K. pneumoniae is one of the most common pathogens responsible for nosocomial and community-acquired infections in children, which is associated with high morbidity and mortality.1–3 In recent years, the increased prevalence of HVKP has become a serious global threat to public health.4 HVKP can cause many types of invasive infection, such as severe pneumonia, bacteremia/septicemia and meningitis, which are often associated with severe symptoms and high mortality rates.4–6 The capsular serotype of K. pneumoniae is one of the factors responsible for its hypervirulence, protecting the bacteria from phagocytosis. There are at least 78 capsular serotypes, with K1, K2, K5, K20, K54 and K57 being the most common hypervirulent serotypes.8,31 In addition, K. pneumoniae also carries several genes that were shown to contribute to hypervirulence, such as iucA (involved in aerobactin siderophore biosynthesis), the plasmid-borne rmpA gene (), , chromosomal gene rmpA () (which regulates of the mucoid phenotype via increased capsule production), peg-344 (a putative transporter), terB (involved in tellurite resistance), iroB (involved in salmochelin siderophore biosynthesis), and irp2 (involved in yersiniabactin siderophore biosynthesis).7 K1 and K2 are the most common hypervirulent serotypes of K. pneumoniae.13,31,32 But in our study, K57 was the main capsular serotype of invasive K. pneumoniae strains, which may be explained by differences in serotype distribution according to geographic areas and across populations. Moreover, all invasive K. pneumoniae strains carried virulence-associated genes and the proportion with hypervirulence genes was significantly higher than that reported in previous studies, indicating that these factors play an important role in the pathogenicity of invasive K. pneumoniae in children.

The prevalence of CRKP is also a global public health problem and the clinical isolation rate of CRKP has been increasing in recent years.10–13 In China, the rate of detection of CRKP in children increased from 3% to > 20% according to a surveillance program conducted from 2005 to 2017. Notably, this rate was higher than that recorded in adults.11,13,22 CRKP is resistant to most antimicrobial drugs and there are currently limited therapeutic options available, making infections difficult to control and resulting in high mortality rates.12,13 The main mechanism of CRKP resistance is the production of enzymes, such as carbapenemases, ESBLs and AmpC, that hydrolyze antimicrobial drugs.13,27 blaKPC-2 is the most common carbapenemase in adults in China,13,33 while the predominant carbapenemases in children were blaIMP-4, blaNDM-1 and blaOXA-232 in different periods.13,34 In our study, carbapenemase genes were detected in only a few invasive K. pneumoniae strains; however, most strains harbored ESBL and AmpC enzyme genes, mainly blaSHV-11, blaFOX-1 and blaACT-1. This diverges from previous findings that blaTEM-1 was the main ESBL gene while the proportion of AmpC genes was low.27,35 An evaluation of drug susceptibility showed that the 94 invasive K. pneumoniae strains identified in this study had low drug resistance rates but high carriage rates of ESBL and AmpC enzyme genes. Moreover, we found 14 MDR K. pneumoniae strains that carried at least 3 β-lactam antibiotic resistance genes, representing potential threats. Therefore, the drug resistance of invasive K. pneumoniae in children warrants further attention.

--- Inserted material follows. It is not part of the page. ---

PR #3641, opened 2026-06-30
test(orchestrator): add scaffolder backend module test coverage

rostalan:

- Unit test coverage for scaffolder-backend-module-orchestrator
- Adds unit tests for utils, getWorkflowParams, and runWorkflow actions.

In this study, 12 CR-HVKP strains were identified belonging to 7 STs. ST29 was the most common ST in these strains, whereas ST11 was previously reported as the predominant ST among CRKP isolated from both adults and children in China.27,36 The predominant ST of CRKP and CR-HVKP may differ. However, there have been limited studies of CR-HVKP isolated from pediatric patients and further investigations are required. CR-HVKP has high pathogenicity in children and is resistant to most antimicrobial drugs, which presents a challenge for the clinical management of infections. More research is needed to develop strategies to overcome these challenges.

Conclusions

In summary, our findings reveal the epidemiology, virulence, and antimicrobial resistance of invasive K. pneumoniae at a children’s medical center in eastern China. Both CR-HVKP and MDR strains were identified. HVKP and CRKP were found to overlap in pediatric patients; their accurate identification can aid diagnosis and effective treatment.